Business & Education
Holy cow: the public’s favourite bovine was the cream of the icons
This article is more than 8 years old.
Arla’s ‘Karoline’ adorned our milk cartons for four decades, revolutionising the kitchens of our homes and promoting our dairy products abroad
Newcomers to this country might think its kitchens were filled with nothing but the delightful, seasonal treats of the orchard, the Baltic and wilderness.
So it might surprise them to learn that before the Nordic cuisine movement, there was one cookbook that dominated the kitchen shelves: ‘Karolines’, a brand created by national dairy co-operative Arla back in the early 1960s.
Taking the battle to margerine
In 1957, exports of butter from Denmark to the UK were suddenly and dramatically cut, resulting in an ever-rising ‘butter mountain’ back home. In an attempt to reduce the surplus, dairy co-operative Arla introduced the Karoline brand: a name that was to be known in almost every Danish household for the next five decades.
‘Karoline girls’ became ambassadors across Europe, recipes were passed between neighbours and relatives, and Karoline the Cow became the mascot of the dairy-rich Danish kitchen.
The importance of the ‘Karolines Køkken’ (Karoline’s kitchen) brand to ordinary Danish life in the second half of the 20th century was significant enough for it to be studied by historians.
A large role in Danish food
“Karoline’s Kitchen has played a very large role in Danish food culture from 1962 to now,” Niels Kayser Nielsen, a cultural historian from Aarhus University, told Danish website foodculture.dk in 2012.
“I think personally that ’Karolines Køkken’ is one of the few Danish brands to have achieved icon status. The aim was to make it a part of Danish culture – one that consumers actively seek out, rather like how Michelin is in France. Karoline’s Kitchen is an active part of most Danes’ history and filled with memories. There are not many other brands that have enough substance in their past to fill an exhibition at a recognised museum.”
Inspired by her curtains
Karoline the Cow was the creation of Aarhusian graphic designer Grete Rich, who reputedly used her own kitchen curtains to make the red and white checked body of this beloved farm animal, complete with a red and white daisy dangling from her mouth, that was to become known the land over.
Karoline the Cow made her debut at Tivoli in 1958. Clad in her red and white checked material and the size of a real cow, the mascot was introduced onto the stage by no less than the prime minister at the time, HC Hansen.

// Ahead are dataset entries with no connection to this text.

PR #811, opened 2025-09-18
Custom executable reporter

ogaca-dd:
# Description

This PR introduces several improvements to the OpenTelemetry eBPF profiler's collector and reporter system:
- Executable Reporter configuration: Added support for configuring an Executable Reporter
- OTEL config integration: Made receiver configuration configurable directly from OpenTelemetry configuration files
- Configurable CollectorReporter: Added configuration options for the CollectorReporter to allow more flexible setup

Note: 
 - reviewing commit by commit is recommended.
 - This PR replace https://github.com/open-telemetry/opentelemetry-ebpf-profiler/pull/769

# Usage
```go
	return xreceiver.NewFactory(
		typeStr,
		defaultConfig,
		xreceiver.WithProfiles(createProfilesReceiver, component.StabilityLevelAlpha))
}

func createProfilesReceiver(
	ctx context.Context,
	rs receiver.Settings,
	baseCfg component.Config,
	nextConsumer xconsumer.Profiles) (xreceiver.Profiles, error) {
	config, ok := baseCfg.(Config)
	if !ok {
		return nil, errors.New("invalid config type")
	}
	
	executableReporter := &CustomExecutableReporter{
		ExtraFields: config.ExtraFields,
	}

	return receiverhelper.BuildProfilesReceiver(
		ctx,
		rs,
		config.Config,
		nextConsumer,
		receiverhelper.WithExecutableReporter(executableReporter),
		receiverhelper.WithOnShutdown(func() {
			executableReporter.Stop()
		}),
		receiverhelper.WithReporterFactory(func(cfg *reporter.Config, nextConsumer xconsumer.Profiles) (reporter.Reporter, error) {
			return reporter.NewCollector(cfg, nextConsumer)
		}),
	)
}

// Custom configuration with extra field to configure the executable reporter
type Config struct {
	*receiverhelper.Config `mapstructure:",squash"`
	ExtraFields             string `mapstructure:"extra_field"`
}

func defaultConfig() component.Config {
	cfg := ebpfcollector.NewFactory().CreateDefaultConfig().(*receiverhelper.Config)

	return Config{
		Config:     cfg,
		ExtraFields: "extra_field",
	}
}


// Custom executable reporter
type CustomExecutableReporter struct {
	ExtraFields string
}

func (m *CustomExecutableReporter) ReportExecutable(args *reporter.ExecutableMetadata) {
	fmt.Println("ReportExecutable", args)
}

func (m *CustomExecutableReporter) Stop() {
	fmt.Println("Stop")
}
```

### DIFF
--- a/collector/internal/controller.go
+++ b/collector/internal/controller.go
@@ -27,8 +27,20 @@ type Controller struct {
 	ctlr *controller.Controller
 }
 
+// Option is a function that allows to configure a ControllerOption.
+type Option func(*ControllerOption)
+
+// ControllerOption is the extra configuration for the controller.
+type ControllerOption struct {
+	ExecutableReporter reporter.ExecutableReporter
+}
+
 func NewController(cfg *controller.Config, rs receiver.Settings,
-	nextConsumer xconsumer.Profiles) (*Controller, error) {
+	nextConsumer xconsumer.Profiles, opts ...Option) (*Controller, error) {
+	controllerOption := ControllerOption{}
+	for _, opt := range opts {
+		opt(&controllerOption)
+	}
 	intervals := times.New(cfg.ReporterInterval,
 		cfg.MonitorInterval, cfg.ProbabilisticInterval)
 
@@ -47,6 +59,7 @@ func NewController(cfg *controller.Config, rs receiver.Settings,
 		return nil, err
 	}
 	cfg.Reporter = rep
+	cfg.ExecutableReporter = controllerOption.ExecutableReporter
 
 	// Provide internal metrics via the collectors telemetry.
 	meter := rs.MeterProvider.Meter(ctrlName)
--- a/collector/internal/controller.go
+++ b/collector/internal/controller.go
@@ -24,8 +24,7 @@ const (
 // Controller is a bridge between the Collector's [receiverprofiles.Profiles]
 // interface and our [internal.Controller]
 type Controller struct {
-	ctlr       *controller.Controller
-	onShutdown func()
+	ctlr *controller.Controller
 }
 
 // Option is a function that allows to configure a ControllerOption.
@@ -36,7 +35,6 @@ type Option interface {
 // ControllerOption is the extra configuration for the controller.
 type ControllerOption struct {
 	ExecutableReporter reporter.ExecutableReporter
-	OnShutdown         func()
 	ReporterFactory    func(cfg *reporter.Config, nextConsumer xconsumer.Profiles) (reporter.Reporter, error)
 }
 
@@ -76,8 +74,7 @@ func NewController(cfg *controller.Config, rs receiver.Settings,
 	metrics.Start(meter)
 
 	return &Controller{
-		ctlr:       controller.New(cfg),
-		onShutdown: controllerOption.OnShutdown,
+		ctlr: controller.New(cfg),
 	}, nil
 }
 
@@ -88,9 +85,6 @@ func (c *Controller) Start(ctx context.Context, _ component.Host) error {
 
 // Shutdown stops the receiver.
 func (c *Controller) Shutdown(_ context.Context) error {
-	if c.onShutdown != nil {
-		c.onShutdown()
-	}
 	c.ctlr.Shutdown()
 	return nil
 }
--- a/collector/internal/controller.go
+++ b/collector/internal/controller.go
@@ -29,7 +29,9 @@ type Controller struct {
 }
 
 // Option is a function that allows to configure a ControllerOption.
-type Option func(*ControllerOption)
+type Option interface {
+	Apply(*ControllerOption) *ControllerOption
+}
 
 // ControllerOption is the extra configuration for the controller.
 type ControllerOption struct {
@@ -40,12 +42,12 @@ type ControllerOption struct {
 
 func NewController(cfg *controller.Config, rs receiver.Settings,
 	nextConsumer xconsumer.Profiles, opts ...Option) (*Controller, error) {
-	controllerOption := ControllerOption{}
+	controllerOption := &ControllerOption{}
 	controllerOption.ReporterFactory = func(cfg *reporter.Config, nextConsumer xconsumer.Profiles) (reporter.Reporter, error) {
 		return reporter.NewCollector(cfg, nextConsumer)
 	}
 	for _, opt := range opts {
-		opt(&controllerOption)
+		controllerOption = opt.Apply(controllerOption)
 	}
 	intervals := times.New(cfg.ReporterInterval,
 		cfg.MonitorInterval, cfg.ProbabilisticInterval)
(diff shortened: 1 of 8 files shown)


ogaca-dd:
@dmathieu : Here is an updated version of https://github.com/open-telemetry/opentelemetry-ebpf-profiler/pull/769 based on our discussion. Please let me know if you have any comment.

collector/internal/controller.go
```diff
@@ -24,15 +24,33 @@ const (
 // Controller is a bridge between the Collector's [receiverprofiles.Profiles]
 // interface and our [internal.Controller]
 type Controller struct {
-	ctlr *controller.Controller
+	ctlr       *controller.Controller
+	onShutdown func()
+}
+
+// Option is a function that allows to configure a ControllerOption.
+type Option func(*ControllerOption)
```
dmathieu: Could you configure Option as an interface, like we do in [otel-go](https://github.com/open-telemetry/opentelemetry-go/blob/6180f833bc742015cb5c98bf202971cf1328c9ec/log/logtest/recorder.go#L35-L52) for example?
That makes it more extensible.

collector/internal/controller.go
```diff
@@ -42,18 +60,22 @@ func NewController(cfg *controller.Config, rs receiver.Settings,
...
+	cfg.ExecutableReporter = controllerOption.ExecutableReporter
 
 	// Provide internal metrics via the collectors telemetry.
 	meter := rs.MeterProvider.Meter(ctrlName)
 	metrics.Start(meter)
 
 	return &Controller{
-		ctlr: controller.New(cfg),
+		ctlr:       controller.New(cfg),
+		onShutdown: controllerOption.OnShutdown,
```
dmathieu: I see the need for this. But atomic PRs are much easier to review. Could you split this into another PR?

collector/internal/controller.go
```diff
@@ -24,15 +24,33 @@ const (
...
-	ctlr *controller.Controller
+	ctlr       *controller.Controller
+	onShutdown func()
+}
+
+// Option is a function that allows to configure a ControllerOption.
+type Option func(*ControllerOption)
+
+// ControllerOption is the extra configuration for the controller.
+type ControllerOption struct {
```
dmathieu, line 36: I'm not sure this needs to be a public struct (it's internal, granted but still).

collector/receiverhelper/options.go
```diff
@@ -0,0 +1,31 @@
...
+package receiverhelper // import "go.opentelemetry.io/ebpf-profiler/collector/receiverhelper"
+
+import (
+	"go.opentelemetry.io/collector/consumer/xconsumer"
+	"go.opentelemetry.io/ebpf-profiler/collector/internal"
+	"go.opentelemetry.io/ebpf-profiler/reporter"
+)
+
+// WithExecutableReporter is a function that allows to configure a ExecutableReporter.
+func WithExecutableReporter(executableReporter reporter.ExecutableReporter) internal.Option {
```
dmathieu, line 17: This package is lacking tests.

collector/receiverhelper/receiverhelper.go
```diff
@@ -0,0 +1,67 @@
...
+		SendErrorFrames:        cfg.SendErrorFrames,
+		VerboseMode:            cfg.VerboseMode,
+		OffCPUThreshold:        cfg.OffCPUThreshold,
+		IncludeEnvVars:         cfg.IncludeEnvVars,
+	}
+	return internal.NewController(&controlerCfg, rs, nextConsumer, opts...)
+}
+
+// Config is the configuration for the profiles receiver.
+type Config struct {
```
dmathieu, line 55: I don't think receiverhelper is the right location for this config.
Receiverhelper provides tools to build custom receivers relying on ebpf-profiler. This config should be in the `collector` package.

collector/internal/controller.go
ogaca-dd: This callback is for our implementation of `ExecutableReporter` which have a `Start` and `Stop` methods. `onShutdown` will called our `Stop` method so that is why I added it in this PR. 
Note: I named it `onShutdown` because it can server other purpose.

Do you still want I open another PR?

dmathieu: Yes, I still think they are independent from the ebpf-profiler point of view.

collector/internal/controller.go
ogaca-dd: This is needed because `WithExecutableReporter` is located in another package and needs to access `ControllerOption`.

Note: Usually in the option pattern, the type `Option` and the `With` functions are defined in the same package as the struct that use them.  As controller is internal, this is not possible.

collector/receiverhelper/receiverhelper.go
ogaca-dd: `Config` cannot be moved to `collector` package because `receiverhelper` needs to know the type `Config` [here](https://github.com/open-telemetry/opentelemetry-ebpf-profiler/pull/811/files#diff-663b306527188fb6cccf4502bdda0f8ecc088722cd73540f94c21af68e59fbe1R33) and  `receiverhelper` cannot depend on `collector` (cycle).

One solution is to create a new package config (something I think it would make a lot of sense), but I don't know if you are  OK with having very small package like this (I know some developper avoid that). Let me know what you think.

collector/receiverhelper/options.go
ogaca-dd: I'll add tests.

collector/internal/controller.go
ogaca-dd: I'll remove this code and create another PR then.

collector/internal/controller.go
ogaca-dd: I'll update the code to be consistent with [otel-go](https://github.com/open-telemetry/opentelemetry-go/blob/6180f833bc742015cb5c98bf202971cf1328c9ec/log/logtest/recorder.go#L35-L52). 
For my knowledge, do you have any cases in mind where having `Option` as an interface is better than `func` for the functional option pattern?

ogaca-dd: Fixed by https://github.com/open-telemetry/opentelemetry-ebpf-profiler/pull/811/commits/7cee302f0b962fb5a4082c9086963c5958e8bed2

collector/internal/controller.go
ogaca-dd: Fixed by https://github.com/open-telemetry/opentelemetry-ebpf-profiler/pull/811/commits/921447d515642f011823db1a122d21ff7ead9864

collector/receiverhelper/options.go
ogaca-dd: Fixed by https://github.com/open-telemetry/opentelemetry-ebpf-profiler/pull/811/commits/ca64482a31c008d5b886d2967031f9c960fffb81

ogaca-dd:
Closed in favor of https://github.com/open-telemetry/opentelemetry-ebpf-profiler/pull/811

After some tweaking later in the year, the design made its way onto milk and cream cartons and into adverts, appearing as its familiarity increased on everything from recipe books to key rings and ballpoint pens. The cow’s name was to be the springboard for an entire brand.
Milkmaid nurses
Next to arrive were the ‘Karoline girls’, six young ambassadors who were trained by Arla and sent to Germany in 1961 to promote Danish dairy products outside of the country, thus marking the debut not only of the ‘Karolinepige’, but also of the Karoline uniform, which looked something between that of milkmaid and nurse – with Karoline the Cow appliquéd to the left breast.
‘Karolines Køkken’ came later, in 1962, taking its name from the still-popular cow and containing recipe books and ideas for average families and housewives. The influence of these recipes has been significant enough for several historians and cultural critics to credit Karolines Kitchen with teaching Danes how to cook.
The Karoline brand was not the only place where milk products were promoted, however. Denmark’s first ever TV cooks, Conrad and Aksel (Conrad Bjerre-Christensen and Aksel Larsen), helped butter fly off the shelves with their slogan ‘Use butter, we do’. And between 1966 and 1976, their butter-heavy recipes dominated their hugely popular television show – until, that is, they were fired for endorsing the product for money.
Though the Karoline brand continues to this day, Karoline the cow disappeared sometime in the ‘90s. Her ‘mother,’ Grete Rich, meanwhile died in 2001, at the age of 93.
You might want to have a look in the attic for any old Karoline memorabilia. Its status as a collector’s item was cemented at a recent auction held by art dealers Bruun Rasmussen in Vejle in Jutland, where a wooden figure edition of the cow sold for 2,000 kroner.